Bids are being evaluated for the estimated $2.5 million, 12-month contract to design, supply and install 140 fenders on the hydrocarbons quay, the 580-metre bulk cargo quay and the 225-metre service quay, with an option to provide defences for two roll-on/roll-off berths. Three companies submitted bids by the 9 January deadline: Japan’s Mitsui and local firms Techniplus and Samima. An award is due at the end of January with work to begin in February.
Bids are also under evaluation for the 25-year concession to develop and operate the 110-metre-long hydrocarbons terminal. Negotiations with shortlisted bidders will begin by the end of February, with an award expected in September and operations due to begin in 2008.
Expressions of interest were submitted in late December for the 10-year operation and maintenance contract to manage utilities at the port. The contract includes the management of water, electricity, liquid and solid waste facilities and street lighting.

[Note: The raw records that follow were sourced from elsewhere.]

Issue #1332, opened 2024-06-25
`bowtie filter-dialects` should have options to print out other dialect properties instead of just the URIs


adwait-godbole:
For e.g. instead of needing to do `jq -r '.[].shortName' data/dialects.json`, it would've been better if `bowtie filter-dialects` itself had maybe a `--show shortNames` option?

Julian:
This seems reasonable though a better design is probably to allow for format strings, e.g. `filter-dialects --format {.short_name}: {.pretty_name}` rather than as you say needing to add lots of different options.

PR #1458, opened 2024-08-16
Add Benchmarks workflow

sudo-jarvis:
----
📚 Documentation preview 📚: https://bowtie-json-schema--1458.org.readthedocs.build/en/1458/

### DIFF
--- a/.github/workflows/benchmark.yml
+++ b/.github/workflows/benchmark.yml
@@ -5,8 +5,8 @@ name: Collect New Benchmark Results
 on:
   workflow_dispatch:
   schedule:
-    # Every Monday at 00:00 UTC
-    - cron: "0 0 * * 1"
+    # Every Monday at 08:00 UTC
+    - cron: "0 8 * * 1"
 
 permissions:
   contents: read
--- a/.github/workflows/benchmark.yml
+++ b/.github/workflows/benchmark.yml
@@ -106,33 +106,21 @@ jobs:
           path: benchmarks-${{ matrix.dialect }}/
           merge-multiple: true
 
+      - name: Install Bowtie
+        uses: ./
+
       - name: Merge Benchmark Reports for a dialect
         run: |
           python - <<EOF
-          import os
-          import json
+          from pathlib import Path
+          from bowtie._benchmarks import combine_benchmark_reports_to_serialized as combine
 
-          directory_path = f'benchmarks-${{ matrix.dialect }}'
-          output_file = f'${{ matrix.dialect }}.json'
-          metadata = None
-          combined_results = []
-
-          for filename in sorted(os.listdir(directory_path)):
-              file_path = os.path.join(directory_path, filename)
-              with open(file_path, 'r') as file:
-                  data = json.load(file)
-                  if metadata is None:
-                      metadata = data.get('metadata', {})
-                  results = data.get('results', [])
-                  combined_results.extend(results)
-
-          combined_json = {
-              'metadata': metadata,
-              'results': combined_results
-          }
-
-          with open(output_file, 'w') as file:
-              json.dump(combined_json, file, indent=4)
+          Path("${{ matrix.dialect }}.json").write_text(
+              combine(
+                  Path("benchmarks-${{ matrix.dialect }}").iterdir()
+              )
+          )
+          
           EOF
 
       - name: Upload final Benchmark Report for dialect
--- a/.github/workflows/benchmark.yml
+++ b/.github/workflows/benchmark.yml
@@ -79,10 +79,10 @@ jobs:
       - name: Generate Benchmark Report
         run: |
           bowtie perf $(bowtie filter-implementations | sed 's/^/-i /') -b ${{ matrix.benchmark }} -D ${{ matrix.dialect }} -q > ${{ matrix.benchmark }}-file.json
-        
+
       - name: Store Unique Id for distinction
         run: echo "unique_id=$(uuidgen)" >> $GITHUB_ENV
-        
+
       - name: Upload Benchmark file as artifact
         uses: actions/upload-artifact@v4
         with:
@@ -144,12 +144,11 @@ jobs:
         with:
           name: benchmark-report-${{ matrix.dialect }}
           path: ${{ matrix.dialect }}.json
-    
-          
+
   upload_benchmark_artifact:
     needs:
       - merge_benchmarks_into_single_report
-    
+
     runs-on: ubuntu-latest
     steps:
       - uses: actions/checkout@v4
--- a/.github/workflows/benchmark.yml
+++ b/.github/workflows/benchmark.yml
@@ -1,0 +1,177 @@
+# This workflow is the main workflow for regenerating the benchmarks data needed for Bowtie's UI.
+# It runs all benchmarks over Bowtie's supported implementations, publishing the benchmark reports for use in the frontend.
+name: Collect New Benchmark Results
+
+on:
+  workflow_dispatch:
+  schedule:
+    # Every Monday at 00:00 UTC
+    - cron: "0 0 * * 1"
+
+permissions:
+  contents: read
+  pages: write
+  id-token: write
+
+jobs:
+  dialects:
+    runs-on: ubuntu-latest
+    outputs:
+      dialects: ${{ steps.dialects-matrix.outputs.dialects }}
+    steps:
+      - uses: actions/checkout@v4
+      - name: Collect supported dialects
+        id: dialects-matrix
+        run: |
+          printf 'dialects=%s\n' "$(jq -c '[.[].shortName]' data/dialects.json)" >> $GITHUB_OUTPUT
+
+  benchmark_files:
+    needs: dialects
+    runs-on: ubuntu-latest
+    outputs:
+      dialect_benchmarks: ${{ steps.benchmarks.outputs.dialect_benchmarks }}
+    steps:
+      - uses: actions/checkout@v4
+
+      - name: Install Bowtie
+        uses: ./
+
+      - name: Collect Benchmark Files
+        id: benchmarks
+        run: |
+          results=()
+          dialects='${{ needs.dialects.outputs.dialects }}'
+          dialects=$(echo $dialects | jq -r '.[]')
+          results=()
+
+          for dialect in $dialects; do
+            output=$(bowtie filter-benchmarks -D "$dialect")
+
+            if [ -n "$output" ]; then
+              while IFS= read -r line; do
+                json_result=$(jq -nc --arg p "$dialect" --arg o "$line" '{ dialect: $p, benchmark: $o }')
+                results+=("$json_result")
+              done <<< "$output"
+            fi
+          done
+          final_json="$(jq -sc '.' <<< "${results[@]}")"
+          final_json=$(echo "$final_json" | jq -c '{ "include": . }')
+          echo $final_json >> $GITHUB_STEP_SUMMARY
+          echo "dialect_benchmarks=$final_json" >> $GITHUB_OUTPUT
+
+  run_benchmarks:
+    needs: benchmark_files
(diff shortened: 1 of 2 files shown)


.github/workflows/benchmark.yml
```diff
@@ -0,0 +1,175 @@
+# This workflow is the main workflow for regenerating the benchmarks data needed for Bowtie's UI.
+# It runs all benchmarks over Bowtie's supported implementations, publishing the benchmark reports for use in the frontend.
+name: Collect New Benchmark Results
+
+on:
+  workflow_dispatch:
+  schedule:
+    # Every Monday at 00:00 UTC
+    - cron: "0 0 * * 1"
```
Julian, line 9: Try to avoid running anything at midnight that really doesn't need to run then. Think about all the people on the planet who've chosen that time of day to run stuff thinking it's "arbitrary". So even though GitHub may try to prevent degradation at that time, perhaps knowing how many people have chosen it, there's still no reason to take the risk.

sudo-jarvis: Configured it to run at 8 in the morning

sudo-jarvis:
@Julian Looks like there is a vulnerability in the npm package `micromatch` because of which the audit test is failing .

Julian:
It looks like from https://github.com/advisories/GHSA-952p-6rrq-rcjv that the CVE is misdeclared (it considers 4.0.6 vulnerable) so we can't even downgrade while making it go away (so there's nothing to do until that's fixed in the database, which it looks like is in progress).

.github/workflows/benchmark.yml
```diff
@@ -0,0 +1,175 @@
+# This workflow is the main workflow for regenerating the benchmarks data needed for Bowtie's UI.
+# It runs all benchmarks over Bowtie's supported implementations, publishing the benchmark reports for use in the frontend.
+name: Collect New Benchmark Results
+
+on:
+  workflow_dispatch:
+  schedule:
+    # Every Monday at 08:00 UTC
+    - cron: "0 8 * * 1"
```
Julian, line 9: Running at 0 on the hour is not smart for similar reasons -- you need to imagine the distribution of jobs over the day -- it's going to be very high at midnight, and then have little bumps on the hour every hour, and then littler bumps every hour on multiples of 10 or 5, or etc.

But OK, we can leave this.

.github/workflows/benchmark.yml
```diff
@@ -0,0 +1,175 @@
...
+  dialects:
+    runs-on: ubuntu-latest
+    outputs:
+      dialects: ${{ steps.dialects-matrix.outputs.dialects }}
+    steps:
+      - uses: actions/checkout@v4
+      - name: Collect supported dialects
+        id: dialects-matrix
+        run: |
+          printf 'dialects=%s\n' "$(jq -c '[.[].shortName]' data/dialects.json)" >> $GITHUB_OUTPUT
```
Julian, line 26: The reason we use this (already inscrutible) code is because in the CI job if we didn't (and used the alternative, `bowtie filter-dialects`) we would have to wait some amount of time to install bowtie and run it before doing useful work (running the suite).

Here, that seems anyways the case -- your next job waits for this one, and then the job after that waits for the middle one -- and the middle one installs bowtie and runs some inscrutible shell code.

Point being, if you anyways are doing some stuff installing bowtie before doing anything useful, you should just do this in one job and using bowtie's CLI.

(Ideally your entire shell script should be even doable using Bowtie's CLI in some trivial way without needing to write 12 lines of stuff, but that's possibly less trivial to fix.)

.github/workflows/benchmark.yml
```diff
@@ -0,0 +1,175 @@
...
+          done
+          final_json="$(jq -sc '.' <<< "${results[@]}")"
+          final_json=$(echo "$final_json" | jq -c '{ "include": . }')
+          echo $final_json >> $GITHUB_STEP_SUMMARY
+          echo "dialect_benchmarks=$final_json" >> $GITHUB_OUTPUT
+
+  run_benchmarks:
+    needs: benchmark_files
+    runs-on: ubuntu-latest
+    timeout-minutes: 720
```
Julian, line 65: What's the point of this? GitHub will kill the job anyways.

.github/workflows/benchmark.yml
sudo-jarvis: Anyways our benchmarks are gonna require about 2.5 hrs from what I have tested, so thats why this shouldnt make much of a difference.

.github/workflows/benchmark.yml
```diff
@@ -0,0 +1,175 @@
...
+      - name: Install pyperf dependency
+        run: |
+          python -m pip install pyperf
+
+      - name: Generate Benchmark Report
+        run: |
+          bowtie perf $(bowtie filter-implementations | sed 's/^/-i /') -b ${{ matrix.benchmark }} -D ${{ matrix.dialect }} -q > ${{ matrix.benchmark }}-file.json
+
+      - name: Store Unique Id for distinction
+        run: echo "unique_id=$(uuidgen)" >> $GITHUB_ENV
```
Julian, line 84: I'm not sure I understand distinction from what -- but surely github workflow runs already have some unique ID in their environment that you can use (and that presumably would match some value one can see in the UI).

.github/workflows/benchmark.yml
```diff
@@ -0,0 +1,175 @@
...
+        uses: actions/download-artifact@v4
+        with:
+          pattern: benchmark-file-${{ matrix.dialect }}-*
+          path: benchmarks-${{ matrix.dialect }}/
+          merge-multiple: true
+
+      - name: Merge Benchmark Reports for a dialect
+        run: |
+          python - <<EOF
+          import os
```
Julian, line 116: This *definitely* seems like it should live in Bowtie and use Bowtie's benchmark types rather than some ad hoc code here.

.github/workflows/benchmark.yml
sudo-jarvis: Ah I was using this during testing to increase the timeout as the jobs were getting killed. But I later found out that 720 is the default timeout itself and that they were getting killed due to some other reason. Forgot to remove it. Will do.

.github/workflows/benchmark.yml
sudo-jarvis: Hmm you are right, here `bowtie filter-dialects` itself can be used.

.github/workflows/benchmark.yml
sudo-jarvis: I had thought about it but figured that maybe having a command like `bowtie merge-benchmarks` can do this but would be have any usecase for it other than this or not was the case. I decided since we arent probably gonna have such a usecase. It was better to do it here itself for the time being. 

What do you feel ? @Julian

Julian: It's possible -- but then it still would be better as some code living in Bowtie which used Bowtie's types (and had tests) than just ad hoc Python code which has no tests and no assurance it'll work if we change the output format ever.

.github/workflows/benchmark.yml
sudo-jarvis: I tried testing with this, it seems like `bowtie filter-dialects` supports only URI format in output. I am using this dialect name to  differentiate different dialect benchmarks as well. The URI contains characters which github doesnt allow to be present in an artifact name.

Currently I am using: `pattern: benchmark-file-${{ matrix.dialect }}-*` to filter all benchmark reports of a particular dialect.

Shall I continue using this or switch to using `bowtie filter-dialects` and then apply some string manipulation to the URI while naming the file to avoid this error ? @Julian

Julian: (If we do end up leaving as is, leave a comment then that changing this depends on #1332)

So wait do you not use this for anything else other than naming the artifact, which you then ignore and use just to collect the artifact? Or do you really use the short name itself somehow too?

If it's literally just to be able to upload multiple artifacts I think again you should have a look, surely there's a per-matrix identifier that github makes available for every subjob.

But if you don't find one or if you're using it somehow, then yeah leave as is. Thanks for checking.

sudo-jarvis: Its basically just helping group artifacts

Say we have:

benchmark-dialect2020-1.json
benchmark-dialect2020-2.json
benchmark-dialect2019-1.json
benchmark-dialect2019-2.json


The shortname is just being used to then filter the benchmark

sudo-jarvis: The shortname is also being used to get the benchmarks supported for each dialect but for that the URI works too so there is no issue in that.

sudo-jarvis: Also to keep the naming convention of benchmark reports similar to test-reports, the shortname is required.

sudo-jarvis: So ig it would be better to do this once #1332 is done.

Julian: > Also to keep the naming convention of benchmark reports similar to test-reports, the shortname is required.

That doesn't seem the same to me -- test reports are by their nature specific to a dialect, and compliance is always relative to a version of the spec.

A benchmark really isn't, the fact that dialects come into the picture at all is simply to know whether a particular dialect is supported so we know whether we can run a specific schema against an implementation, but I would prefer the notion of a dialect be nowhere near the real "structure" of benchmark reports and just be a kind of 'tag' like any other that we can maybe filter by at some point, but the main structure of benchmarks I think should just be "flat" if that makes sense in an imprecise sense.

.github/workflows/benchmark.yml
Julian: That seems reasonably OK, but if `combine_benchmark_reports` is already going to take paths (and not reports) then it seems reasonable that it returns a str and not a `BenchmarkReport` (and so it should just json.dumps + serializable its return value probably). Making it take an iterable and not a list also seems easily doable to avoid needing the `list` call.

.github/workflows/benchmark.yml
sudo-jarvis: Ig we had discussed this earlier that it would be great that at sometime we support say running benchmark over the same implementation and same schema but diff dialects and see the difference. So in a way benchmark reports are tied to dialects.

sudo-jarvis: Maybe once multi dialect supported within the same benchmark is added then this would be possible

Julian: OK, I'm good with whatever here to start!

sudo-jarvis: Yeah once that is supported , displaying it on the UI would also require some thinking so as to how to show those comparisons. Because now its easy and similar to tests that just show how dialect2020 test of `implementation1`  performs against other implementations on the same dialect. But when multi dialects are supported we would need to think on what would `implementation1` performing better than `implementation2` mean if its not tied to a particular dialect.  Would it mean on avg of all tests of all dialects or what. This would need to be thought of. Idk if I made much sense :(

Julian: Unless we have a good reason to be more complicated, I1 faster than I2 should mean that the benchmarks run by I1 are a superset of the benchmarks run by I2 (not necessarily a strict superset) and that the geometric average of runtime over that subset of benchmarks is faster in I1 than I2 -- but yeah again in my opinion with no reference to dialects whatsoever, you just flatten all of them and consider them individually.

sudo-jarvis: So currently in the frontend we have separate pages for each dialect, I should combine them all into one then ?

sudo-jarvis: Ok then ig we can let this be like this for now and once the above is supported we can flatten it all.

sudo-jarvis:
Hey @Julian , can you do a release for bowtie and then run the benchmarks workflow for the first time? Or else the reports workflow would fail as currently we have no artifact as this workflow has never been run.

Tenders will be issued to selected companies by the end of February, with an award expected in August.
‘This contract is quite different from the other tenders on the concession,’ says a spokesperson for TMSA. ‘We will provide the infrastructure investment and are only seeking a foreign partner to operate the facilities. If equity is offered by a potential partner, then we will consider it, but we have all the necessary funds and technology to do it ourselves.’